W części III wraca na scenę Anna Chodakowska, która - znowu z towarzyszeniem chóru - pięknie wyśpiewuje tekst "Czarownic" Julesa Micheleta. Jej śpiew brzmi niczym magiczne zaklęcie, które zza światów przywołuje cień zmarłego kochanka. (Ładny jest pomysł z cieniem na drzwiach).
Spektakl przepojony jest fascynującą muzyką Zygmunta Koniecznego. Kompozytor nie oparł się jednak przywołaniom znanych nam już motywów muzycznych ze swojej znakomitej twórczości (niegdyś prezentowanej przez Ewę Demarczyk). Całość rozgrywa się w dość niezwykłej scenerii. Tak kostiumy aktorek jak i plakat-malowidło, są wprawdzie dość oryginalne, ale nie pomagają przedstawieniu.

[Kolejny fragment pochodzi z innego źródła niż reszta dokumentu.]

PR #874, opened 2025-02-08
Poller scaling

Sushisource:
I intend to add a few unit tests too, and some simpler integ tests once server is actually released with this. This PR will have to sit and wait for server to release with the changes https://github.com/temporalio/temporal/pull/7300

## What was changed
Read and handle poller scaling decisions from server

## Why?
 Part of the worker management effort to simplify configuration of workers for users.

## Checklist

1. Closes 

2. How was this tested:
Big manual tests + integ tests (to come)

3. Any docs updates needed?
Doc updates will come as part of adding to all SDKs


core/src/pollers/poll_buffer.rs
```diff
@@ -186,12 +379,218 @@ where
...
+                    tokio::select! {
+                        _ = interval.tick() => {}
+                        _ = shutdown.cancelled() => { break; }
+                    }
+                    let ingested = rhc.ingested_this_period.swap(0, Ordering::Relaxed);
+                    let ingested_last = rhc.ingested_last_period.swap(ingested, Ordering::Relaxed);
+                    rhc.scale_up_allowed
+                        .store(ingested_last >= ingested, Ordering::Relaxed);
+                }
+            }))
```
cretz, line 474: So to confirm, the algorithm is:

Server returns amount of pollers to scale up (or down if negative) on each poll response, and SDK respects that decision so long as it's bounded by min/max, and in the case of scale up, there were at least as many polls accepted this 100ms period as last 100ms?

cretz (approved):
LGTM but didn't get into the details. I think an English description of what's happening could help. I tried to guess at one in on the comments. But since the default behavior is unchanged for users, no problem.

I do think we should consider holding off (or at least holding off lang side) until a server is released that can even take advantage of this. We will want _some_ end to end _automated_ test somewhere that just proves poller auto scaling works (often we can just do this in lang in a smoke-test kinda integration test just to confirm).

Sushisource:
> LGTM but didn't get into the details. I think an English description of what's happening could help. I tried to guess at one in on the comments. But since the default behavior is unchanged for users, no problem.
> 
> I do think we should consider holding off (or at least holding off lang side) until a server is released that can even take advantage of this. We will want _some_ end to end _automated_ test somewhere that just proves poller auto scaling works (often we can just do this in lang in a smoke-test kinda integration test just to confirm).

Yeah, I'm happy to wait for a server release so that we have an integ test.

core/src/pollers/poll_buffer.rs
Sushisource: I'm glad you looked at this again because it sort of obviously makes no sense. I was wondering why my testing wasn't showing good restriction of overshooting like I know it did at one point, and I had tried like a bazillion different methods but I knew this worked and it was simple, so I went back to it -- but results were inconsistent.

Somehow this comparison got flipped at some point. I've changed it back and the results are much better again.

Sushisource: Honestly though I'm tempted to get rid of this entirely. My tests show it can still be "defeated" semi often by rapid scale ups, and ingestion is indeed going up so there's not really any reason to say no, and then you end up with a bunch of polls sitting there once the backlog clears.

Smoothing out the calculation so that the shorter timeout gets set more reliably might have more value

cretz: Agreed. I am always a bit wary when I see hardcoded time expectations like 100ms unless that's a good number arrived by testing or something (which maybe it is). Maybe a more naive "do not make poller count changes more frequently than X interval" can help, but I don't understand the details and haven't run the tests.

Spektakl w Studio to stracona szansa. Można byłoby pójść w kierunku prowokacji obyczajowej, ale do tego potrzebna jest nie tylko jedna dobra aktorka i świetna muzyka, ale także reżyser. A w tym wypadku zabrakło reżysera i nie zaistniało zjawisko przedstawienia teatralnego. To co zobaczyliśmy składa się z luźnych obrazków, nieczytelnych znaków, i stanowi dopiero wyjściowy materiał na przedstawienie.
Ale nie przeszkodziło to Mariuszowi Orskiemu w zaliczeniu dyplomu reżyserskiego PWST. Dziwne.